The Fourth Act very luckily begun before I had time to give the old Gentleman an Answer: Well, says the Knight, sitting down with great Satisfaction, I suppose we are now to see Hectors Ghost. He then renewed his Attention, and, from time to time, fell a praising the Widow. He made, indeed, a little Mistake as to one of her Pages, whom at his first entering, he took for Astyanax; but he quickly set himself right in that Particular, though, at the same time, he owned he should have been very glad to have seen the little Boy, who, says he, must needs be a very fine Child by the Account that is given of him. Upon Hermione’s going off with a Menace to Pyrrhus, the Audience gave a loud Clap; to which Sir ROGER added, On my Word, a notable young Baggage!
As there was a very remarkable Silence and Stillness in the Audience during the whole Action, it was natural for them to take the Opportunity of these Intervals between the Acts, to express their Opinion of the Players, and of their respective Parts. Sir ROGER hearing a Cluster of them praise Orestes, struck in with them, and told them, that he thought his Friend Pylades was a very sensible Man; as they were afterwards applauding Pyrrhus, Sir ROGER put in a second time; And let me tell you, says he, though he speaks but little, I like the old Fellow in Whiskers as well as any of them. Captain SENTRY seeing two or three Waggs who sat near us, lean with an attentive Ear towards Sir ROGER, and fearing lest they should Smoke the Knight, pluck’d him by the Elbow, and whisper’d something in his Ear. that lasted till the Opening of the Fifth Act. The Knight was wonderfully attentive to the Account which Orestes gives of Pyrrhus his Death, and at the Conclusion of it, told me it was such a bloody Piece of Work, that he was glad it was not done upon the Stage. Seeing afterwards Orestes in his raving Fit, he grew more than ordinary serious, and took occasion to moralize (in his way) upon an Evil Conscience, adding, that Orestes, in his Madness, looked as if he saw something.
As we were the first that came into the House, so we were the last that went out of it; being resolved to have a clear Passage for our old Friend, whom we did not care to venture among the justling of the Crowd. Sir ROGER went out fully satisfied with his Entertainment, and we guarded him to his Lodgings in the same manner that we brought him to the Playhouse; being highly pleased, for my own part, not only with the Performance of the excellent Piece which had been presented, but with the Satisfaction which it had given to the good old Man.
L.
[Footnote 1: This is a fourth puff (see Nos. 223, 229, 290) of Addison’s friend Ambrose Philips. The art of packing a house to secure applause was also practised on the first night of the acting of this version of Andromaque.]

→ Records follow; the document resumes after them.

PR #2684, opened 2023-08-02
fix(editor): conditionally enable Redux serializableCheck

hejtful:


src/serlo-editor/store/store.ts
```diff
@@ -20,7 +20,9 @@ export const store = configureStore({
   middleware: (getDefaultMiddleware) =>
     getDefaultMiddleware({
       // https://github.com/serlo/backlog/issues/127
```
elbotho, line 22: Maybe we should update the comment here? Or would you keep the issue open?

elbotho (approved):
👍

src/serlo-editor/store/store.ts
hejtful: It would be good to keep it open, but update it once we merge this approach to staging, so that we continue striving to remove even the exceptions.

elbotho: > so that we continue striving to remove even the exceptions

did some digging yesterday. Quite hard to understand passing around of functions, but we can give it a go.

PR #2685, opened 2023-08-02
fix(editor): use blur on outside click hook triggered by click on modal

hejtful:


elbotho (approved):
thanks, good enough until we find a more permanent solution 👍

PR #2687, opened 2023-08-03
fix(editor): huge amount of `HoverOverlay` re-renders

hejtful:
First win of React strict mode: we got a warning about a huge amount of re-renders of the `HoverOverlay` component!

It happened when opening the suggestions overlay, and then typing a bit, like first typing "Text", but then backspacing and typing "Multimedia" instead. With each keystroke, the amount of re-renders would exponentially increase, creating very obvious performance issues.

The removed code was my quick fix for a link settings overlay positioning issue. However, probably due to all the refactors done by @elbotho , we no longer have any positioning issues that require the code removed in this PR.

### DIFF
--- a/src/serlo-editor/editor-ui/hover-overlay.tsx
+++ b/src/serlo-editor/editor-ui/hover-overlay.tsx
@@ -16,21 +16,6 @@ export function HoverOverlay(props: HoverOverlayProps) {
 
   const windowSelection = window.getSelection()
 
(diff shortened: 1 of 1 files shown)


CodingDive (approved):
Amazing! Maybe wait for Bothos thoughts before merging if the `selectionChange` listener is not needed indeed.

elbotho (approved):
Seems to work fine, thank you!

PR #2688, opened 2023-08-03
refactor(editor): simplify selectAncestorPluginIds

elbotho:
not super importatn but since we don't use it…


hejtful (approved):
giphy (2)

PR #2689, opened 2023-08-03
test(editor): add data-qa and aria attributes for testing multimedia …

hejtful:
…plugin settings

### DIFF
--- a/src/serlo-editor/plugins/multimedia/toolbar/size-select.tsx
+++ b/src/serlo-editor/plugins/multimedia/toolbar/size-select.tsx
@@ -14,7 +14,7 @@ export const MultimediaSizeSelect = ({
 }: MultimediaSizeSelectProps) => (
   <div className="mt-8">
     <b className="mb-4 ml-0 mt-6 block text-lg font-bold">{title}</b>
-    <ul className="flex pb-8">
+    <ul className="flex pb-8" role="listbox">
       {mediaColumsSizes.map((percent: number) => (
         <li key={percent}>
           <MultimediaSizeSelectButton state={state} percent={percent} />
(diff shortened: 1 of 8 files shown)


CodingDive (approved):
Neat!

src/serlo-editor/plugins/multimedia/toolbar/size-select.tsx
```diff
@@ -14,7 +14,7 @@ export const MultimediaSizeSelect = ({
 }: MultimediaSizeSelectProps) => (
   <div className="mt-8">
     <b className="mb-4 ml-0 mt-6 block text-lg font-bold">{title}</b>
-    <ul className="flex pb-8">
+    <ul className="flex pb-8" role="listbox">
```
CodingDive, line 17: Why is this a listbox? Should it have keyboard navigation too? I can only see two items in that list and dont really know if it would be considered a listbox. If it is, we could think of adding `aria-selected="true/false"` to the `MultimediaSizeSelectedButton`

hejtful: What the user chooses here is how big the multimedia section in the Multimedia plugin will be.
https://developer.mozilla.org/en-US/docs/Web/Accessibility/ARIA/Roles/listbox_role#description
> The listbox role is used to identify an element that creates a list from which a user may select one or more static items

By this definition, it seems to me like it is a listbox, because the user can select one or more static items. Maybe I misunderstood it, in that case, could you please explain my mistake?

And `aria-selected` is already added to the buttons, [inside their own files](https://github.com/serlo/frontend/pull/2689/files#diff-c69a277f14e52206cf91bd62b7b66dade45926c0c684de4503f5d482c8e9c0bdR31).

CodingDive: Perfect!

PR #2693, opened 2023-08-03
editor: replace store focus

elbotho:
New `domFocusWithin` props for plugins
- uses state instead of store
- (currently runs completely in parallel to focus in store)
- uses `onFocus` & `onBlur` to make sure it works with keyboard events as well
- plugin-toolbar modals are now children of the plugin itself to simplify focus
- removes some annoying focus hacks

**issue / todos**
- [ ] serloTable: bluring by outside click does not work when cell's text editor is focused (no blocker)
- [ ] Inline text editor: Enter does not work any more 🤦 (shift+enter does)
- [ ] make sure new plugins get correct focus
- [ ] make sure entities get correct focus after loading
- [x] rows: find simple solution for visibility of add button ([move add row button from rows editor to sub-document editor PR](https://github.com/serlo/frontend/pull/2771))
- [x] multimedia+box: when clicking the gray parent button the plugin toolbar stays active even when selecting other plugins ([proposed fix PR](https://github.com/serlo/frontend/pull/2770))
- [x] multimedia: should use `domFocusWithin` to show the "focus parent" button as well
- [x] serloTable: clicking on inactive table does not immediately focus clicked cell (somehow this worked before)
- [x] serloTable: activate slate on tab again
- [x] serloTable: use `selectIsFocused` in `cell-switch-button.tsx`
- [x] useEnableEditorHotkeys does currentyl not work with new `domFocus`
- [x] focusing images (and sometimes equations, …?) does not work rn (broke somwhere in the last few commits)
- [x] ~just found a critical bug. Activating slate sometimes takes two clicks or looses cursor position.
=/~

**differences:**
- ~multimedia currently still uses old `focused` for now (bugs or special nesting case)~
- ~there are some double toolbars now, but that's actually okay for the moment and changing it should be easy~ added some parent select buttons


src/serlo-editor/core/sub-document/editor.tsx
```diff
@@ -74,6 +76,23 @@ export function SubDocumentEditor({ id, pluginProps }: SubDocumentProps) {
...
+    ? document.plugin.startsWith('type-') ||
+      [EditorPluginType.Article, EditorPluginType.Rows].includes(
+        document.plugin as EditorPluginType
+      )
+    : true
+
+  const handleDomFocus = useCallback(() => {
+    const target = containerRef.current
+    if (!target) return
+    setTimeout(() => {
```
hejtful: >Activating slate sometimes takes two clicks or looses cursor position.

Removing this `setTimeout` wrapper resolves this bug. What problem does this `setTimeout` solve? Maybe we can think of another solution to that problem?

hejtful: Just saw you changed it, nice 👍

elbotho:
closing this while we figure out how to best procede.

elbotho:

PR #2694, opened 2023-08-03
fix(editor): remove HoverOverlayOld

hejtful:


elbotho (approved):
best solution, thank you! 💚

PR #3602, opened 2024-04-05
chore: use node 20

elbotho:


Entkenntnis:
a good moment to update my local node version 😅

PR #3606, opened 2024-04-05
refactor(editor-export): Implement Lars feedback and provide default values again

CodingDive:
I hope this addresses your comments https://github.com/serlo/frontend/pull/3591.

I think it should not change anything about the logic if I'm not mistaken, but maybe it'll prevent future bugs more easily and increase readability by having the default values in a centralized place.

Feel free to make the changes directly in the PR, if I missed something or you had something else in mind.

### DIFF
--- a/packages/editor/src/editor-integration/create-basic-plugins.tsx
+++ b/packages/editor/src/editor-integration/create-basic-plugins.tsx
@@ -40,6 +40,13 @@ export interface CreateBasicPluginsConfig {
   multimediaConfig?: MultimediaConfig
 }
 
+export const defaultPluginConfig = {
+  language: 'de' as const,
+  enableTextAreaExercise: false,
+  exerciseVisibleInSuggestion: true,
+  allowImageInTableCells: true,
+}
+
 export function createBasicPlugins({
   language = 'de',
   enableTextAreaExercise = false,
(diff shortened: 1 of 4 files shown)


packages/editor/src/editor-integration/create-basic-plugins.tsx
```diff
@@ -40,14 +40,21 @@ export interface CreateBasicPluginsConfig {
...
+  enableTextAreaExercise: false,
+  exerciseVisibleInSuggestion: true,
+  allowImageInTableCells: true,
+}
+
 export function createBasicPlugins({
   language = 'de',
   enableTextAreaExercise = false,
   exerciseVisibleInSuggestion = true,
   allowImageInTableCells = true,
```
CodingDive: Still want to add the default values here in case someone passes in e.g

```TypeScript
createBasicPlugin({ language: 'en' as const })
```

which would make all the booleans undefined, as the `defaultPluginConfig` won't be applied. Alternative to that, we could do the merge strategy, I sent you in slack.

CodingDive: This duplication makes me a little bit sad, but I still find it cleaner than 

```
...
enableTextAreaExercise = defaultPluginConfig.enableTextAreaExercise,
exerciseVisibleInSuggestion = defaultPluginConfig.exerciseVisibleInSuggestion,
...
```

shn-srl (approved):

PR #3609, opened 2024-04-08
fix(blanks-exercise): Make empty blanks not get deleted.

LarsTheGlidingSquirrel:
Fixes issue on iPad where a blank gets deleted even if there is content inside.

### DIFF
--- a/packages/editor/src/plugins/blanks-exercise/blank-renderer.tsx
+++ b/packages/editor/src/plugins/blanks-exercise/blank-renderer.tsx
@@ -141,8 +141,8 @@ export function BlankRenderer(props: BlankRendererProps) {
       correctAnswers
         // Trim the text inside of alternative answers inputs
         .map(({ answer }) => ({ answer: answer.trim() }))
-        // Filter out the empty alternative answers
-        .filter(({ answer }) => answer.length > 0)
+        // Filter out the empty alternative answers except the first one (index === 0)
+        .filter(({ answer }, index) => index === 0 || answer.length > 0)
     )
   }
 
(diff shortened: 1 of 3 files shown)


CodingDive:
I guess this will work and fixes the bug, however the right approach would be to somehow keep the focus on the iPad but may not be that trivial.
Should we include a check to only do that for `isSafari()` or will that be too confusing to have a different behavior between Safari and Chrome browsers?

LarsTheGlidingSquirrel:
> I guess this will work and fixes the bug, however the right approach would be to somehow keep the focus on the iPad but may not be that trivial. Should we include a check to only do that for `isSafari()` or will that be too confusing to have a different behavior between Safari and Chrome browsers?

In fact it, I saw it is not liked to Safari but the iPad. There the bug appears both on Safari & Chrome. I would recommend not implementing some platform specific logic unless we absolutely have to.

LarsTheGlidingSquirrel:
Not fully happy with the solution, but it works as a quick fix for now. 
Things I would like to do differently: Get rid of `blanksWithCorrectAnswer` as it makes the code harder to understand. Remove empty blanks (and clean up) on save.

elbotho:
> Not fully happy with the solution, but it works as a quick fix for now.
Things I would like to do differently: Get rid of blanksWithCorrectAnswer as it makes the code harder to understand. Remove empty blanks (and clean up) on save.

Agree. Moving complexity from the renderer to the editor is always preferable for me :)

elbotho (approved):
Seems to work well for me. Safari  on mac (ignoring some other inconsistencies) works fine as well.
Thank you for the quickfix.

PR #3611, opened 2024-04-08
Fix spoiler tracking - use path to check experiment id

shn-srl:


apps/web/src/mutations/use-experiment-create-exercise-submission-mutation.ts
```diff
@@ -13,8 +13,14 @@ const mutation = gql`
...
 `
 
-export function useCreateExerciseSubmissionMutation() {
+export function useCreateExerciseSubmissionMutation(path: string) {
   const mutationFetch = useMutationFetch()
+  const splitPath = path.split('/').filter((p) => p.length > 0)
+  const experimentIds = [30680, 23869, 66809]
+  const pathContainsExperimentId = splitPath.some((p) =>
+    experimentIds.includes(+p)
+  )
```
elbotho: maybe something like this would also work?
``` ts
const isExperimentPath = ['/30680', '/23869', '/66809'].find((slug) => path.includes(path))
```

elbotho (approved):
one suggestion. Take it or leave it :)

apps/web/src/mutations/use-experiment-create-exercise-submission-mutation.ts
elbotho: or
``` ts
const isExperimentPath = [30680, 23869, 66809].find((id) => path.includes(`/${id}`))
```

shn-srl: Thanks, done

PR #3614, opened 2024-04-09
refactor(editor-math): simplify math textarea, merge editor-textarea

elbotho:


packages/editor/src/math/math-editor-textarea.tsx
```diff
@@ -0,0 +1,68 @@
...
+          onMoveOutLeft?.()
+        }
+
+        if (e.key === 'ArrowUp' && !caretAtLeftEnd) {
+          e.stopPropagation()
+        }
+
+        if (e.key === 'ArrowDown' && !caretAtRightEnd) {
+          e.stopPropagation()
+        }
```
LarsTheGlidingSquirrel: I do not understand what these two are for. But, removing them changes nothing in behavior. Maybe obsolete?

LarsTheGlidingSquirrel (approved):
Thank you for the clean up :broom:

packages/editor/src/math/math-editor-textarea.tsx
elbotho: Thanks, I also did not find a change in behaviour and will try without.

PR #3618, opened 2024-04-10
feat: call kratos api endpoint manually after registering

elbotho:
not the nicest code because I have to inject this into the kratos handler but this way it's only happening on the server side and we don't need an additional (unprotected) nextjs endpoint.

(currently not working because of missing secret)

So far it only took 28 new users 😅

### DIFF
--- a/apps/web/src/components/pages/auth/registration.tsx
+++ b/apps/web/src/components/pages/auth/registration.tsx
@@ -91,7 +91,6 @@ export function Registration() {
       })
       .then(() => {
         setIsSuccessfullySubmitted(true)
-        window.scrollTo({ top: 0, behavior: 'smooth' })
       })
       .catch(
         handleFlowError(
@@ -103,6 +102,7 @@ export function Registration() {
       )
       .finally(() => {
         nProgress.done()
+        window.scrollTo({ top: 0, behavior: 'smooth' })
       })
   }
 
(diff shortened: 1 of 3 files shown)


hugotiburtino:
I've tested locally and it worked. But we will have to see it in production, because the error is very hard to reproduce. 

Before deploying, we will have to synchronize, because we'll have to remove the webhook at kratos configuration at the same time.

hugotiburtino (approved):

elbotho:
> I've tested locally and it worked. But we will have to see it in production, because the error is very hard to reproduce.

Nice! Happy to hear that.

> Before deploying, we will have to synchronize, because we'll have to remove the webhook at kratos configuration at the same time.

Is there a downside to having the endpoint being run twice for some time?

elbotho:
we should probably have a sentry call here if the endpoint is not called

hugotiburtino:
> Is there a downside to having the endpoint being run twice for some time?

Actually, it isn't a big deal, one of them is supposed to throw an error. I just want to avoid any kind of concurrence.
If the deployment has some minutes of delay, it's ok for me.

elbotho:
@hugotiburtino actually I could not get it to work locally, but since it worked for you I'd merge this to staging to test, okay?

Hugo's edit: We are still testing locally

PR #3620, opened 2024-04-10
refactor: use new path field, simplify breadcrumbs code

elbotho:


apps/web/src/fetcher/create-breadcrumbs.tsx
```diff
@@ -7,96 +7,69 @@ import {
...
+  //         label: metaMenuEntry.title,
+  //         url: current.alias,
+  //         id: current.id,
+  //       })
+  //       breadcrumbs.unshift({
+  //         label: matching2[0].rootName ?? getSubjectName(current),
+  //         url: matching2[0].landingUrl,
+  //         id: matching2[0].rootId,
+  //       })
+  //       …
```
elbotho: @Entkenntnis tbh. I don't really understand why this is / was needed.
Do you remember?

Entkenntnis: This affects situations like `FOS & BOS` where taxonomies are part of the secondary menu and need some kind of replacement.

grafik

Entkenntnis: If you don't do it, you will get the complete path

root > Mathe > Deutschland  > Bayern > `FOS & BOS`

elbotho: Thanks for the explanation!

elbotho:
@Entkenntnis I think I replicated the behaviour in https://github.com/serlo/frontend/pull/3620/commits/fb02b12e23a77bf76689e040feff0baea0437a8a maybe you could give it a quick glance.
(But most cases seem to work, so we can also merge it and test over time)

[Footnote 2: The Committee, or the Faithful Irishman, was written by Sir Robert Howard soon after the Restoration, with for its heroes two Cavalier colonels, whose estates are sequestered, and their man Teg (Teague), an honest blundering Irishman. The Cavaliers defy the Roundhead Committee, and the day may come says one of them, when those that suffer for their consciences and honour may be rewarded. Nobody who heard this from the stage in the days of Charles II. could feel that the day had come. Its comic Irishman kept the Committee on the stage, and in Queen Anne’s time the thorough Tory still relished the stage caricature of the maintainers of the Commonwealth in Mr. Day with his greed, hypocrisy, and private incontinence; his wife, who had been cookmaid to a gentleman, but takes all the State matters on herself; and their empty son Abel, who knows Parliament-men and Sequestrators, and whose profound contemplations are caused by the constervation of his spirits for the nations good.]